# ? what now - my RUST colored Hound !



## R E McCraith (Nov 24, 2011)

PIKE is 6yrs old - not the 1st V in my life - hope not the last - PIKE keeps me YOUNG - lap mutt & couch pup - field & feathers is what he was bred 4 - this is what we work so hard 2 get RIGHT ! so the new pup - teen ?s that pop up all the time - also ad - @ 14yrs old - How do I get this RIGHT !!!!!!!!!


----------



## texasred (Jan 29, 2012)

Its different for each household.
I'm facing the same question. I need to have a new pup ready to hunt upland, and waterfowl before I semiretired one.
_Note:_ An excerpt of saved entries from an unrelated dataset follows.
PR #4585, opened 2026-02-25
fix: Use testing.Testing() for test mode detection

### LINKED ISSUE #2801: Detect if defradb is being run in test mode
We currently employ a method for detecting test mode execution that may not be optimal or align with conventional practices:
```go
func init() {
	arg := os.Args[0]
	// If the binary is a test binary, use a deterministic nonce.
	if strings.HasSuffix(arg, ".test") || strings.Contains(arg, "/defradb/tests/") {
		generateNonceFunc = generateTestNonce
		generateEncryptionKeyFunc = generateTestEncryptionKey
	}
}
```
The condition `strings.Contains(arg, "/defradb/tests/")` is specifically included to accommodate debug mode execution.

While we have explored using build tags (`//go:build test`) for conditional compilation, which would be the ideal solution, we encountered limitations. The build tag only takes effect when explicitly passed (`-tags=test`). We expected Go to automatically set a test-specific build tag during test runs, but it doesn't seem to be the case. Manually passing this flag is not a viable option as it would impede our ability to execute tests seamlessly from IDEs.

We need to implement a more robust and conventional method for test mode detection that:
- Doesn't rely on string parsing of binary names or file paths
- Works consistently across different execution environments (standard test runs, debug mode, IDE integrations)
- Aligns with Go best practices for test configuration

SharanRP:
## Relevant issue(s)

Resolves #2801 

## Description

Replace unreliable `os.Args[0]` string parsing with Go's official `testing.Testing()` function to detect test context. This eliminates false positives from debug binaries and path-dependent detection.

## Tasks

## How has this been tested?

The changes were verified by adding specific test cases that check the behavior of `generateNonceFunc` and `generateEncryptionKeyFunc`

-  Linux


crypto/nonce.go
```diff
@@ -43,10 +42,7 @@ func generateTestNonce() ([]byte, error) {
 }
 
 func init() {
-	arg := os.Args[0]
-	// If the binary is a test binary, use a deterministic nonce.
```
fredcarle, line 47: todo: Please keep this documentation in.

internal/encryption/encryptor.go
```diff
@@ -181,12 +180,7 @@ func ShouldEncryptIndividualField(ctx context.Context, fieldName immutable.Optio
 }
 
 func init() {
-	arg := os.Args[0]
-	// If the binary is a test binary, use a deterministic nonce.
```
fredcarle, line 185: todo: Please keep this documentation in.

fredcarle (approved):
Thanks for this change Sharan. Just 2 small things to do to before I can merge this. You removed documentation that let the reader know why we have a specific behaviour for testing and I would like to keep it in.

PR #4587, opened 2026-02-25
fix: Fix broken transaction behavior

### LINKED ISSUE #3964: Make integration tests use Transaction wrappers
All the clients we have for integration testing, that is, the C, CLI, HTTP, and JS clients, contain wrappers for client.Txn. However, our integration test harness actually only calls into the Commit and Discard functions of these wrappers. 

For example, the test `TestMutationWithTxnDoesNotAllowUpdateInSecondTransactionUser` contains three calls to `testUtils.Request`, two of which do not have a TransactionID attached, and one of which does.  However, if you call this test, all three calls will be made directly to the main wrapper's `ExecRequest` function. The transaction wrapper's `ExecRequest` function will never be invoked. 

This does not cause any tests to fail, but it is unintended behavior, and in the case of the C client, requires that the transactions be managed explicitly in some way, in order to be passed back into the backend. This, I think, defeats the purpose of having transaction wrappers in the first place.

### LINKED ISSUE #4576: Transactions do not behave correctly in C bindings
Transactions are not respecting isolation in the C bindings. To illustrate this, there is the following C program:

```
#include <stdio.h>
#include <stdlib.h>
#include <string.h>

#include "libdefradb.h"
#include "defra_structs.h"

int main() {

    // ---------------------------------------------------
    // Start the node
    // ---------------------------------------------------
	
    NodeInitOptions nodeOpts = {0};
    nodeOpts.inMemory = 1;
    nodeOpts.disableP2P = 1;
    nodeOpts.disableAPI = 1;
    nodeOpts.enableNodeACP = 0;

    NewNodeResult node = NewNode(nodeOpts);
    uintptr_t node_ptr = node.nodePtr;

    if (node.status != 0) {
        printf("Node error: %s\n", node.error);
        return 1;
    } else {
		printf("Node created. \n");
	}

    // ---------------------------------------------------
    // Add schema (without transaction)
    // ---------------------------------------------------

	   const char* userSchema =
        "type Users {\n"
        "  name: String\n"
        "  age: Int\n"
        "}";
		
	Result schemaRes = AddSchema(node.nodePtr, (char *)userSchema, 0);
	if (schemaRes.status != 0) {
		printf("Error adding schema: %s\n", schemaRes.error);
		return 1;
	} else {
		printf("Added schema.\n");
	}
	
	// ---------------------------------------------------
    // Create a transaction
    // ---------------------------------------------------
	
	uintptr_t txnPtr = 0;
	NewTxnResult txnRes = TransactionCreate(node.nodePtr, 0, 0);
	if (txnRes.status != 0) {
		printf("Transaction create error: %s\n", txnRes.error);
		return 1;
	} else {
		txnPtr = txnRes.txnPtr;
		printf("Transaction created with handle: %lu\n", txnPtr);
	}
	
    // ---------------------------------------------------
    // Create document (with transaction)
    // ---------------------------------------------------

	CollectionOptions copts = {0};
	copts.name = "Users";
	
	char* doc = (char *)"[{\"name\": \"Alica\", \"age\": 16}, {\"name\": \"Verso\", \"age\": 26}]";
	Result createRes = CollectionCreate(txnPtr, doc, 0, (char*)"", copts, 0);
	
	if (createRes.status != 0) {
		printf("Error creating document: %s\n", createRes.error);
		return 1;
	} else {
		printf("Called CollectionCreate.\n");
	}
	
    // ---------------------------------------------------
    // Commit the transaction
    // ---------------------------------------------------
	
	// There is no difference in behavior if this line is commented out or not
	// TransactionCommit(txnPtr);

    // ---------------------------------------------------
    // Make the query
    // ---------------------------------------------------

    Result readRes = ExecuteQuery(
        node_ptr,
        "query {\n"
        "  Users {\n"
        "    name\n"
        "    age\n"
        "  }\n"
        "}\n",
        0,
        "",
        ""
    );

    printf("Read Result:\n%s\n%s\n", readRes.value, readRes.error);

    // ---------------------------------------------------
    // Cleanup
    // ---------------------------------------------------

    NodeClose(node_ptr);
    return 0;
}

```

### LINKED ISSUE #4628: GraphQL Parser does not respect transactions
If you look inside `internal/request/graphql/parser.go` and investigate what it's doing, you will see that it actually does not respect transactions. If the user creates a transaction, and then inside that transaction they create a new collection, they will not be able to reference it inside a graphql mutation, because it will fail to be validated.

ChrisBQu:
## Relevant issue(s)

Resolves #4576
Resolves #3964
Resolves #4628

## Description

**Changes to C Bindings and C Bindings Wrapper**
A new helper function was written, `attachTxnFromPointer` which takes in a node/txn pointer and a context. If the pointer was a node handle, nothing will change. If it was a transaction handle, the transaction will be recovered, and attached to the context. In this way, we bring transactional behavior to the C bindings.

The wrapper has also been updated. The Transaction structure now contains a field for client.Txn. In functions throughout `wrapper_tx.go`, the context is modified to attach this value to the context before calling into the main CWrapper function. The functions of the CWrapper will call a helper function `setCtxTxnFromCollection` to see if a transaction is present. They will then make the appropriate call to the exported functions, using either the node handle or the transaction handle. There were places where this was not being done correctly before, but it is now uniformly done. Similarly, the Collection wrapper now contains an immutable.Option[client.Txn]. The function calls in the wrapper use a new helper function `setCtxFromCollection` to modify a context, attaching the Txn that belongs to the collection. This value is set inside the GetCollections function.

**Changes to HTTP Client**

The collection object, like the C client wrapper, is modified to have a transaction attached to it. Other changes are also analogous to the C wrapper.

**Changes to Go Client**

There are architectural changes made here to get things to work. Again, a transaction can be attached to a collection. And across the functions, the typical pattern is that the function examines the context and collection, and keeps note of whether or not there was a transaction. In the case that there wasn't, the Go client tends to create a transaction for the purpose of the operation which is committed at the end of function execution. Now, we will only do that if the transaction was ephemerally created. If one was passed into the function, we will *not* commit or discard it, leaving that to the user to do so.

**Changes to the CLI Wrapper**

The same change is made to the Collection struct, adding a transaction field. And now, we call into the functions by appending the transaction to the command string, using a new helper function, `appendTxnArgs`. The crux of the work is offloaded to the HTTP client.

**Changes to the Test Harness**

Many test actions now contain a new field, "TransactionID" that simply didn't exist before. Beyond that, there is a new utility function, `GetCanonicallyOrderedCollections` which takes a node and a transaction, and returns a list of collections sorted the same way as what would be produced by the `RefreshCollections` function. This is to enable a new pattern used throughout the actions that use collections: if the transaction ID is present, we will get the list of collections _on the transaction_, instead of on the Node. Then, we make the appropriate call to the backend. For actions that do not utilize collection, the change is smaller. We check if the transaction is present, and if so, we call the function on it, otherwise we call the function on the node.

**New Tests**

See that there is an entire directory of new tests for transactional behavior located at `tests/integration/txn`

**Transaction Fix in Parser**

This PR also addresses a bug that existed in the parser. See `internal/request/graphql/parser.go` for the changes. But what was happening, was that the GQL was always being validated against a schemaManager stored in the parser object. This was only being updated when transactions committed, but this meant that GQL mutations inside of the same transaction that created a new collection could not see all of the schemas they should have been able to see, and could not be validated. This addresses that by attaching a map of schemaManagers to the parser, and mapping transaction ID to a schemaManager object. If a transaction is present, the GQL will be validated against the appropriate manager.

My husband can not imagine a time when Cash will not be in the field with him, so he's no help. 
So I have to ask myself, How many years will it take from the time I start actively looking, to the time a pup would be ready to lay in a goose field with multiple shooters with heavy loads? Having a dog hunting with me, is a good part of why I enjoy hunting. It just would not be the same without one.

I posted; I start actively looking, but it will be me giving Ken (Willowynd Ranch) a call to find my next pup, and hopefully him doing a good part of the training. That way my husband can enjoy Cash in the field, for as long as possible.


----------